Anthony Joseph CAMBIANO, Appellant, v. UNITED STATES of America, Appellee.
    No. 17408.
    United States Court of Appeals Ninth Circuit.
    Sept. 16, 1961.
    Anthony J. Cambiano, in pro. per.
    Francis C. Whelan, U. S. Atty., Thomas R. Sheridan, Asst. U. S. Atty., Chief, Crim. Div., and Jo Anne I. Dunne, Asst. U. S. Atty., Los Angeles, Cal., for appellee.
    Before HAMLEY and JERTBERG, Circuit Judges, and MURRAY, District Judge.
   PER CURIAM.

Appellant is serving a sentence of twenty-five years imposed in January, 1957, as a result of his conviction in the United States District Court for the Southern District of California, Central Division, under Title 18 U.S.C. § 2114. Section 2114 provides that whoever assaults any person having lawful charge, control or custody of any mail matter, or of any money, or any other property of the United States, with the intent to rob, steal or purloin such mail matter, money or other property of the United States, or rob such person of mail matter, money or other property of the United States, shall be imprisoned for not more than ten years for the first offense. The statute further provides that in the course of such robbery, if the offender puts in jeopardy the life of the custodian of such mail matter or other property of the United States by the use of a dangerous weapon, he shall be imprisoned for twenty-five years.

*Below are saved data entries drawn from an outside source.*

PR #73, opened 2016-07-25
Implement Delta

FlorianJanosch:
delta now is paramter for update function of ghost
delta will now influence the speed of the player, so the player still moves with sufficient speed, even though the game might have low FPS

### DIFF
--- a/client/src/game.rs
+++ b/client/src/game.rs
@@ -39,8 +39,17 @@ impl Game {
     pub fn run(mut self) -> Result<(), ()> {
         let mut frames = 0;
         let mut next_fps_measure = Instant::now() + Duration::from_secs(1);
+        let mut time_prev = Instant::now();
         loop {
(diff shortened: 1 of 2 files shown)


client/src/game.rs
```diff
@@ -39,16 +39,25 @@ impl Game {
...
         let mut next_fps_measure = Instant::now() + Duration::from_secs(1);
+        let mut time_prev = Instant::now();
         loop {
             self.world_manager.update_world();
 
+
+            let mut time_now = Instant::now();
+            let mut duration_delta = time_now.duration_since(time_prev);
+            let mut delta = ((duration_delta.subsec_nanos() / 1000) as f32) / 1000000.0 +
+                            duration_delta.as_secs() as f32;
```
LukasKalbertodt: To increase readability, number literals can use underscores. So please write `1_000_000.0` instead :)

PR #74, opened 2016-07-25
Close #68

### LINKED ISSUE #68: Implement AxialPoint::from_real
We need to convert world coordinates to axial coordinates to be able to figure out the player position (or any object's position) in pillar/chunk coordinates to implement things like #55, so this has very high priority at least for world gen.

http://www.redblobgames.com/grids/hexagons/#pixel-to-hex

`pub fn from_real(real: Point2f) -> Self`

(this doesn't have much to do with world gen, but I tagged it `S-gen-world` anyways because it's basically blocked on this)

92Andy:


base/src/math/axial_point.rs
```diff
@@ -34,6 +34,30 @@ impl AxialPoint {
             y: (self.r as DefaultFloat) * (3.0 / 2.0) * HEX_OUTER_RADIUS,
         }
     }
+    /// Return the AxailPoint from a Point2f
```
jonas-schievink: `AxialPoint`

base/src/math/axial_point.rs
```diff
@@ -34,6 +35,32 @@ impl AxialPoint {
             y: (self.r as DefaultFloat) * (3.0 / 2.0) * HEX_OUTER_RADIUS,
         }
     }
+
+    /// Return the `AxailPoint´ from a Point2f
```
jonas-schievink: Typo: AxailPoint should be AxialPoint´

jonas-schievink: And `Point2f` in backticks `` ` ``

PR #75, opened 2016-07-25
Closure for iterating through a Chunk. Close #63

### LINKED ISSUE #63: Fancy chunk initialization method
Currently at many places in our code we have two nested for looks like this:

```rust
for q in 0..CHUNK_SIZE {
    for r in 0..CHUNK_SIZE { ... }
}
```

I want to replace this by

```rust
Chunk::with_pillars(|q, r| ... )
```

EDIT: I guess the closure should get one `AxialPoint` as parameter instead of q and r...

92Andy:


base/src/world/chunk.rs
```diff
@@ -39,6 +39,18 @@ impl Chunk {
             Some(&self.pillars[(pos.r as usize) * (CHUNK_SIZE as usize) + (pos.q as usize)])
         }
     }
+
+    /// Closure function which interates through a `Chunk`
```
jonas-schievink: Maybe something like this would be better (since there's no such thing as "closure functions"):

"Calls the given closure with all pillar positions that are contained in every chunk"

jonas-schievink: or "in a chunk"

base/src/world/chunk.rs
```diff
@@ -51,6 +51,19 @@ impl Chunk {
             }
         }
     }
+
+    pub fn with_pillars<F>(mut iter: F) -> Chunk
```
jonas-schievink: Documentation missing. Maybe this:

"Creates a chunk using individual pillars returned by a closure"

PR #76, opened 2016-07-25
Dynamic chunk lagging

### LINKED ISSUE #55: Dynamic chunk loading and unloading
Currently, a fixed number of chunks at a fixed position is loaded. We need a system that dynamically loads and unloads chunks depending on the position of the player/ghost. This unloading probably only needs to happen for `ChunkView`s ... the `Chunk`s don't occupy a lot of RAM and aren't drawn without corresponding `ChunkView`, so they can stay. Of course if a chunk is not even generated as a `Chunk`, this needs to happen, too.

Additionally there should be some clever distance based measure to unload/load chunks. While it is easier to always load neighbor chunks, the strange shape of our chunks makes it rather inefficient. Two corners of the rhombus are very far away from the player (we don't really need to load them) while the other two corners are pretty close. So the algorithm should load every chunk which is less than n meters away, measured in world coordinates.

jonas-schievink:
Closes #55 

🎊

### DIFF
--- a/client/src/game.rs
+++ b/client/src/game.rs
@@ -21,14 +21,11 @@ impl Game {
         let facade = try!(create_context(&config));
         let context = Rc::new(GameContext::new(facade, config.clone()));
 
-        let world_manager = WorldManager::new(create_chunk_provider(context.get_config()),
-                                              context.clone());
-        world_manager.pregenerate_world();
-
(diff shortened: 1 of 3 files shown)


jonas-schievink:
(no longer lags that badly)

Appellant, with two co-defendants, was convicted of the aggravated offense of putting in jeopardy the lives of his victims by the use of a dangerous weapon. Appellant filed a motion to vacate and correct the sentence under the provisions of Title 28 U.S.C. Section 2255, alleging the sentence to be illegal because of asserted error in the court’s instructions to the jury with regard to the aggravated offense of which he was convicted. The court below denied the motion and this appeal results.

The denial of the motion by the district court must be affirmed.

In the first place, errors in instructions must be corrected on appeal and may not be reached in a proceeding under Section 2255. Banks v. U. S., 9 Cir., 1958, 258 F.2d 318. Secondly, judgment of conviction was appealed and the instructions which were given in the case were approved by this court in Wagner v. U. S., 9 Cir., 1959, 264 F.2d 524.